Problem 7.37: A single effect evaporator is used to concentrate a 15 % (weight) solution of LiCl in water to 40 %. The feed enters the evaporator at 298 K at the rate of 2 kg/s. The normal boiling point of a 40 % LiCl solution is 405 K and its specific heat is 2.72 kJ/kg K. For what heat transfer rate in kJ/h, should the evaporator be designed? The heat of solution of LiCl in water per mole of LiCl at 298 K are:
∆HS for LiCl(13.35 H2O) = –33.8 kJ, for LiCl (3.53 H2O) = –23.26 kJ. Enthalpy of superheated steam at 405 K, 1 bar = 2740.3 kJ/kg. Enthalpy of water at 298 K = 104.8 kJ/kg.

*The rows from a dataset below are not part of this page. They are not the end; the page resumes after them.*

PR #976, opened 2026-06-12
fix(metamodel): reject fractional integers and empty relation from/to

vloothuis:
## Summary

Two metamodel validation gaps (review Minor batch):

1. **Fractional integers silently truncate.** The integer property-type case accepted `float64` unconditionally and `ParseIntegerValue` did `int(v)`, so a hand-edited `count: 3.5` (YAML parses a fractional literal as `float64`) validated as integer **3** instead of erroring — silent data corruption on a typo.
2. **Empty relation `from:`/`to:` allowed.** `validateRelationReferences` only checked that *listed* from/to types exist. A relation with `from: []` (or an omitted field) loaded cleanly, but no entity can be a valid endpoint — so any `min_outgoing`/`max_outgoing` cardinality constraint on it is a silent no-op.

## Fix

- Integer validation + `ParseIntegerValue`: reject a `float64` with a fractional part (`v != math.Trunc(v)`); integral floats (`3.0`) still accepted.
- `validateRelationReferences`: reject a relation with `len(from)==0` or `len(to)==0` at load.

The full test suite confirms no in-tree metamodel (`tickets/`, `docs-project/`, fixtures) relied on either gap, so neither change breaks existing projects.

## Tests

`internal/metamodel/validation_gaps_test.go`: fractional rejection at the property validator and the parse helper (with `3.0`/`7.0` accepted), empty-`from`/empty-`to` rejection, and a fully-populated-relation guard against over-rejection. All verified to **fail without the fix**.

### DIFF
--- a/internal/metamodel/loader.go
+++ b/internal/metamodel/loader.go
@@ -458,6 +458,18 @@ func validateRelationReferences(m *Metamodel) []string {
 	relNames := sortedKeys(m.Relations)
 	for _, name := range relNames {
 		rel := m.Relations[name]
+		// A relation with no 'from' or no 'to' types is meaningless: no
+		// entity can ever be a valid source/target, so any cardinality
+		// constraint on it is a silent no-op. Reject at load (likely a
+		// typo or an omitted field) rather than letting it pass quietly.
+		if len(rel.From) == 0 {
+			errs = append(errs, fmt.Sprintf(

The molecular weight of LiCl = 42.39.
Problem 7.38: The excess Gibbs free energy of solutions of methylcyclohexane (MCH) and tetrahydrofuran (THF) at 303 K are correlated as
G^E=RTx\left(1-x\right)\left[0.4587-0.1077\left(2x-1\right)+0.0191{(2x-1)}^2\right]where x is the mole fraction of methyl cyclohexane. Calculate the Gibbs free energy change on mixing when 1 mol MCH and 3 mol THF are mixed.
Problem 7.39: Derive the relation between the excess Gibbs free energy of a solution based on the Lewis– Randall rule and that based on the asymmetric treatment (Lewis–Randall rule for solvent and Henry’s law for solute) of solution ideality.
Problem 7.40: The excess enthalpy of a solution is given by
H^E=x_1x_2\left(40x_1+20x_2\right)\;\frac J{mol}Determine expressions for \overline{H_1^E} and \overline{H_2^E} as functions of x1.
Problem 7.41: Given that
M^E=x_1x_2\left[A+B\left(x_1-x_2\right)+C\left(x_1-x_2\right)^2\right]derive expressions for \overline{M_1^E} and \overline{M_2^E} . What are the limiting values for \overline{M_1^E} and \overline{M_2^E} and ME/x1x2 as x1 → 0 and x1 → 1?
Problem 7.42: The excess Gibbs free energy is given by
\frac{G^E}{RT}=-3x_1x_2\left(0.4x_1+0.5x_2\right)Find expressions for ln γ1 and ln γ2.
Problem 7.43: Do the following equations satisfy Gibbs–Duhem equations?
\ln\left(\gamma_1\right)=Ax_2^2+Bx_2^2\left(3x_1-x_2\right);\;\;\ln\left(\gamma_2\right)=Ax_1^2+Bx_1^2\left(x_1-3x_2\right)Find expressions for GE/RT.
Problem 7.44: The excess volume (m3/kmol) of a binary liquid mixture is given by
V^E=0.01x_1x_2\left(3x_1+5x_2\right)at 298 K and 1 bar. Determine \overline{V_1} and \overline{V_2} for an equimolar mixture of components 1 and 2 given that V1 = 0.12 m3/kmol and V2 = 0.15 m3/kmol.